- [TO DO]
Whichever lines include the word "blast", copy them as they appear in the data.

(Stored data)
PR #7846, opened 2026-03-18
[re]Release blast

yangw-dev:
# overview
add workflow to release blast binary , manually only, it will create 
tag： blast-v${{ steps.version.outputs.version }}, same version will be overrided.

- [EXERCISE ANSWER]
[re]Release blast
add workflow to release blast binary , manually only, it will create 
tag： blast-v${{ steps.version.outputs.version }}, same version will be overrided.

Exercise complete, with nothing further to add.